For the same reason outlined above, establishing a lithostratigraphic succession of the IPB is difficult (Routhier et al. 1980; Oliveira 1990). Oliveira (1990) divided the IPB into a southern parautochthonous and northern, essentially allochthonous, branch consisting of three main formations that are well-established in the southern branch. These formations were summarized by Leistel et al. (1998) as follows, and used in this study as input datasets (Fig. 1, Table 1: lithological units)

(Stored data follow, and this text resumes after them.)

PR #1785, opened 2026-06-10
fix(MOR-595): fully unwind commander/keepalive tasks on failed connect() to stop orphaned future warnings

morozsm:
## What

Fix **MOR-595** (Low): calling `radio.connect()` again on the same `IcomRadio` after a discovery `TimeoutError` (the IC-7610 stale-LAN-slot case) left background tasks/futures from the failed attempt whose exceptions were never retrieved → a flood of `Future exception was never retrieved: ConnectionError('Commander stopped')` at GC. Surfaced during the MOR-586 live re-validation.

## What was leaking + the fix

1. **Keepalive tasks** (`IcomTransport._ping_loop`/`_idle_loop`/`_retransmit_loop`): `disconnect()` cancelled them but never awaited, so on the failed-connect cooldown path the cancelled-but-unawaited tasks lingered. `disconnect()` now collects → cancels → **awaits** each (suppressing `CancelledError`, debug-logging other exceptions), idempotent and `current_task`-safe.
2. **Orphaned commander futures**: `IcomCommander` failed fire-and-forget BACKGROUND sends (`wait_dispatch=False`, the live poller) with `ConnectionError('Commander stopped')` in `stop()` and the worker cancel path, but nobody awaits those futures. `_QueueItem` now carries a `fire_and_forget` flag and all three failure sites route through a new `_fail_item()` that calls `future.exception()` on fire-and-forget items to mark the exception retrieved. "Commander stopped" still propagates normally to real awaiters (NORMAL/IMMEDIATE/`wait_dispatch=True`).

Success path is byte-for-byte unchanged — only failure/teardown branches touched.

## Tests / falsification

New `tests/test_connect_teardown_hygiene.py` (3 tests): keepalive tasks `done()` after `disconnect()`; zero `Future exception was never retrieved` after a failed-connect→retry; no leaked `_ping_loop` task. All RED on unfixed `src/` (tasks not done, 5 captured loop-handler events, leaked task), GREEN after.

## Gate

- pytest (no integration): 7609 passed, 0 failed

Commit touches 3 files (`core/transport.py`, `commands/commander.py`, the test). Related: MOR-586, MOR-562.

### DIFF
--- a/src/rigplane/commands/commander.py
+++ b/src/rigplane/commands/commander.py
@@ -41,6 +41,26 @@ class _QueueItem:
     # True only for fire-and-forget BACKGROUND sends counted against the
     # ``_MAX_BG_INFLIGHT`` cap; the worker decrements the counter for these.
     counts_bg_inflight: bool = False
+    # True for any fire-and-forget send (``wait_dispatch=False``): no caller
+    # ever awaits ``future``, so whoever fails it must retrieve the exception
+    # itself or GC logs "Future exception was never retrieved" (MOR-595).
+    fire_and_forget: bool = False
+
+
+def _fail_item(item: _QueueItem, exc: BaseException) -> None:
+    """Fail a queue item's future, retrieving the exception for orphans.
+
+    Fire-and-forget futures have no consumer, so teardown (``stop()`` and
+    worker cancellation) marks their exception as retrieved immediately to
+    keep a failed ``connect()``/disconnect from flooding the log with
+    ``Future exception was never retrieved: ConnectionError('Commander
+    stopped')`` warnings at GC time (MOR-595).
+    """
+    if item.future.done():
+        return
+    item.future.set_exception(exc)
+    if item.fire_and_forget:
+        item.future.exception()
 
 
 class IcomCommander:
@@ -85,8 +105,7 @@ class IcomCommander:
                     break
                 if item.key is not None:
                     self._pending_by_key.pop(item.key, None)
-                if not item.future.done():
-                    item.future.set_exception(ConnectionError("Commander stopped"))
+                _fail_item(item, ConnectionError("Commander stopped"))
                 self._queue.task_done()
 
         if self._worker is not None and not self._worker.done():
@@ -157,6 +176,7 @@ class IcomCommander:
             key=key,
             wait_response=wait_response,
             counts_bg_inflight=counts_bg_inflight,
+            fire_and_forget=not wait_dispatch,
         )
 
         if key is not None:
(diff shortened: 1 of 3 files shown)


morozsm:
Agent Review: PASS

Independent review of MOR-595 (full unwind of commander/keepalive tasks on failed connect()). Scope = exactly 3 files (transport.py, commander.py, tests/test_connect_teardown_hygiene.py), +315/-13 LOC, disjoint from the 2 commits merged after the branch point — reviewed against merge-base e2d5160.

Correctness — current-task safety (transport.disconnect):
- The `task is not asyncio.current_task()` filter is applied to the single `tasks` list used for BOTH the cancel loop and the await loop, so disconnect can never await/cancel the task it runs inside. Verified no keepalive loop (_ping/_idle/_retransmit) calls disconnect() — defensive guard only, but correct.
- Idempotent: filter excludes None + already-done tasks; a second call sees all done() -> empty list -> no-op. Safe on partial-start and double-call.
- Rest of disconnect (DISCONNECT pkt, socket close, state=DISCONNECTED) all runs BEFORE the await loop; each `await task` is individually wrapped (CancelledError->pass, Exception->debug log), so a raising task cannot abort socket close, state transition, or the other awaits. No hang risk: all 3 loops swallow CancelledError immediately and yield at await sleep, so cancel+await resolves promptly.

Correctness — fire-and-forget-only silencing (commander):
- `fire_and_forget = not wait_dispatch` is correct at the single enqueue site. _fail_item calls set_exception always, but future.exception() (mark-retrieved) ONLY when fire_and_forget. wait_dispatch=True (NORMAL/IMMEDIATE/user) keeps fire_and_forget=False -> real awaiter at `await fut`/wait_for still raises 'Commander stopped'. future.exception() suppresses only the GC warning; it never clears the exception, so even a hypothetical dedupe cross-path awaiter still sees the error (and no dedupe=True + wait_dispatch=False call sites exist anyway).
- All 3 failure sites route through _fail_item consistently: stop() drain (L108), worker CancelledError teardown (L284), worker generic Exception (L287). Success path untouched — set_result stays in the try at L280; _fail_item only reachable on teardown/exception branches. No double-cancel, no new task leak, no swallowed real error.

Falsification (reverted both src files to merge-base):
- All 3 new tests FAIL for the exact right reasons: keepalive tasks not done() (cancelled-not-awaited); 5x captured 'Future exception was never retrieved: ConnectionError(Commander stopped)'; leaked cancelling _retransmit_loop task pending. Restored HEAD -> 3 pass, tree clean.
- Bonus mutation (make _fail_item skip future.exception()) -> TestCommanderStopHygiene FAILS (catches 5 unretrieved warnings). Mutation reverted, tree clean.

Gate:
- pytest tests/ (no integration): 7609 passed, 8 skipped, 3 deselected, 11 xfailed, 1 xpassed, 0 failures (234s) — no flake reruns needed.
- ruff check: All checks passed. ruff format --check: 574 files already formatted.
- mypy src/: Found 21 errors in 8 files (matches baseline; none in touched files).
- lint-imports: 4 kept, 0 broken.
- PR not draft, MERGEABLE; quick + grep-gate green.

Teardown is current-task-safe + idempotent, real awaiters still see 'Commander stopped', success path unchanged, falsification confirmed, gate green. No concerns.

Table 1 Data layers used as information sources in the IPB. Data provided by Departamento de Exploración y Geología. Proyecto Riotinto (Atalaya Mining); (Conde Rivas et al. 2007)
  1. 1.

    The oldest late Devonian Phyllitic Quartzite (PQ) formation consists of shale and quartz sandstone and rare conglomerates as well as a 30 m thick top sequence containing bioclastic carbonate lenses and nodules. The conglomerates are interpreted to have formed in shallow water and the top sequence as shelf deposition (Leistel et al. 1998). It crops out in the central part of the study area. (Fig. 1).

  2. 2.

    The volcano-sedimentary (VS) sequence is of late Famennian to early late Visean age, (Van den Boogaard 1963; Oliveira 1983; Oliveira et al. 1986; 1990), and has a thickness between 100 and 600 m. The complete VS sequence consists of six sub-sequences:

    1. (a)

      A lowermost rhyolitic sequence (VA1) composed of fine- to coarse-grained pyroclastics and lava. This is one of the host rocks of the VMS deposits.

    2. (b)

      A second rhyolitic sequence (VA2) with pyroclastics and lava. This is also a host rock for the VMS deposits.

    3. (c)

      A third rhyolitic sequence (VA3) of reworked tuff and siliceous shale.

    4. (d)

      Basic lavas, locally pillowed and intercalated between VA1 and VA3, basic dykes and sills intruded into the lower part of the complex.

    5. (e)

      A purple-blue shale layer that is used as a marker horizon directly below VA3.

    6. (f)

      An intermediate series consisting of pelite-black shales and sandstone sequences containing jasper and rare limestone.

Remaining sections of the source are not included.